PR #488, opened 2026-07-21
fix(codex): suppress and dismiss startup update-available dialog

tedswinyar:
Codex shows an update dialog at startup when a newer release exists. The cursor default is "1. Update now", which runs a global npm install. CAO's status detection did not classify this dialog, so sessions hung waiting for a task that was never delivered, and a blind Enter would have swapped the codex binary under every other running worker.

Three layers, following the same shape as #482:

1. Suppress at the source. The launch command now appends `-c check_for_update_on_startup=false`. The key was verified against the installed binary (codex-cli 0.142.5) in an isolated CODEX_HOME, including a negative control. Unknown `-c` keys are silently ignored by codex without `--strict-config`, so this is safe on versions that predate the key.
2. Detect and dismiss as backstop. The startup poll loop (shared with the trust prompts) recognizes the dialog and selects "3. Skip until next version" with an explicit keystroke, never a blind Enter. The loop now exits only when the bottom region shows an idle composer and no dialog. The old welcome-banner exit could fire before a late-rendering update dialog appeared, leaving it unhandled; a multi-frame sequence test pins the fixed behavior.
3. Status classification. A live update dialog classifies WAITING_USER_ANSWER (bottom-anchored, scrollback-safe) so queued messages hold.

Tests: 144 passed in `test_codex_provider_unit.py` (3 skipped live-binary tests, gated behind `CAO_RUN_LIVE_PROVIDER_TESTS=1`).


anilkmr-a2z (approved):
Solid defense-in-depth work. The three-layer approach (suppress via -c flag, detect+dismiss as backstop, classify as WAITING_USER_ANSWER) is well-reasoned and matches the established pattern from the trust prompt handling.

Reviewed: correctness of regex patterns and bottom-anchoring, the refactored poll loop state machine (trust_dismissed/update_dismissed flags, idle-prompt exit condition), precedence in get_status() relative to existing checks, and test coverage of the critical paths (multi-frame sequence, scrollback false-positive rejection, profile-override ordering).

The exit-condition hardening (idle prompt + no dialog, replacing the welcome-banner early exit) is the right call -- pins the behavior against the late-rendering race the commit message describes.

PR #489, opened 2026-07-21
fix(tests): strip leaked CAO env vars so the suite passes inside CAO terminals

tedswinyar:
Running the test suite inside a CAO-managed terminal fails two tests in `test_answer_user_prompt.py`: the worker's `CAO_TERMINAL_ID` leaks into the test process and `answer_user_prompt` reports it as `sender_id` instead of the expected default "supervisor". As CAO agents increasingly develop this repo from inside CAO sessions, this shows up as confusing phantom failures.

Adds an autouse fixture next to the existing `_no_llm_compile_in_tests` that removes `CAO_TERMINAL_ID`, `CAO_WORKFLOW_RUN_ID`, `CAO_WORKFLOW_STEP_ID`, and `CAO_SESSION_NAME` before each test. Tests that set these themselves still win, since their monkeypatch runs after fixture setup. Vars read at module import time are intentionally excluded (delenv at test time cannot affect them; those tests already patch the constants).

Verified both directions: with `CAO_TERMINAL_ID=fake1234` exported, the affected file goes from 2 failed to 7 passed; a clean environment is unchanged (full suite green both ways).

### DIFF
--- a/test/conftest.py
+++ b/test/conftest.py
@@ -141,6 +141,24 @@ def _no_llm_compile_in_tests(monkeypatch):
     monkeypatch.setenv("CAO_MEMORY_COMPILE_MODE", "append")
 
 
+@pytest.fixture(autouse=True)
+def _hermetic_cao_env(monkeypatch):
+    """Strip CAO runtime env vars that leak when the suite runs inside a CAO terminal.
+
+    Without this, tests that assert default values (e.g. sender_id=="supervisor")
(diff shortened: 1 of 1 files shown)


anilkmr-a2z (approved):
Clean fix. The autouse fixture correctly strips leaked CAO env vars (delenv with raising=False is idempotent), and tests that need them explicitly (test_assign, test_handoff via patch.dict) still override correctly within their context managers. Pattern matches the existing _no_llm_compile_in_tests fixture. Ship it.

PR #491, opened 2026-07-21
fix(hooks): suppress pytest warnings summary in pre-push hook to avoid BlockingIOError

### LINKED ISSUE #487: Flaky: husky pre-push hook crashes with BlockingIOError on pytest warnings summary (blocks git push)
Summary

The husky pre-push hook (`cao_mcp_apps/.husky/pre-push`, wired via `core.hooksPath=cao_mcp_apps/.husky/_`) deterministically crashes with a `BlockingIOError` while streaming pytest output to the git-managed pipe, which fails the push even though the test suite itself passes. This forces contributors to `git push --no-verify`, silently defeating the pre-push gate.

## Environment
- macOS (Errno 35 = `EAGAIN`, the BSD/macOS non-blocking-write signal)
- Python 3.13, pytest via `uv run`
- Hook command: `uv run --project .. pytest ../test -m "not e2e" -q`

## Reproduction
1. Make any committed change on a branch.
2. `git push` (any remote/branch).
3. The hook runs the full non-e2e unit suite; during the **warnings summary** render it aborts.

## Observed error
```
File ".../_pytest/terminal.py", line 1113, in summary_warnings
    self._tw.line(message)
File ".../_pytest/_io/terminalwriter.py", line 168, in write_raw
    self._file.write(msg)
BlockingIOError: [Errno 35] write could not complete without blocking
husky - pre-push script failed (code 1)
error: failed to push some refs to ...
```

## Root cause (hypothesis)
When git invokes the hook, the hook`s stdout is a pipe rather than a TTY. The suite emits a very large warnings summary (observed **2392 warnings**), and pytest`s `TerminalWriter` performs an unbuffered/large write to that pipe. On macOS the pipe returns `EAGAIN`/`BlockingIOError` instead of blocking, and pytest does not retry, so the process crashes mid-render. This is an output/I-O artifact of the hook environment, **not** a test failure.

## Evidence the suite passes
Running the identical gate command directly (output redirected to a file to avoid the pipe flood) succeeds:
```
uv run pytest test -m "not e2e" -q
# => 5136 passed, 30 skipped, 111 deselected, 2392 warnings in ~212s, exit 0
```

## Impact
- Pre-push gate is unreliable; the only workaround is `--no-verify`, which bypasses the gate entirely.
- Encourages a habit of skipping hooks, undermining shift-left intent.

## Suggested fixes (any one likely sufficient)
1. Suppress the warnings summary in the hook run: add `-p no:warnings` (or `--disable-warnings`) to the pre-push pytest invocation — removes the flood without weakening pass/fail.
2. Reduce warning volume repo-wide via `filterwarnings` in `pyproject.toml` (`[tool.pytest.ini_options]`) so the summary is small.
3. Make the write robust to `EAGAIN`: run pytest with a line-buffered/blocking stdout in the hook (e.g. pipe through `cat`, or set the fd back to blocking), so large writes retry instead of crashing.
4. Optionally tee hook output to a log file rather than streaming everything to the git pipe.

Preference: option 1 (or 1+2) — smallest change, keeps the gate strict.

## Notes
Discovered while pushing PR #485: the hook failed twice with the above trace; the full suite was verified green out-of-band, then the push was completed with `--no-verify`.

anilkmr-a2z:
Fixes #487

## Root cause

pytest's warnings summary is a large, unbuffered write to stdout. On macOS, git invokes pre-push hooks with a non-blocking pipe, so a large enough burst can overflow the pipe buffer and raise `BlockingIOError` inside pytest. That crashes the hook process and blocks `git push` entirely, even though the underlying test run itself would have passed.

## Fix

_____

* Task
Give the number of lines in the data above that include the word "unbuffered", with no other words.

* Response
2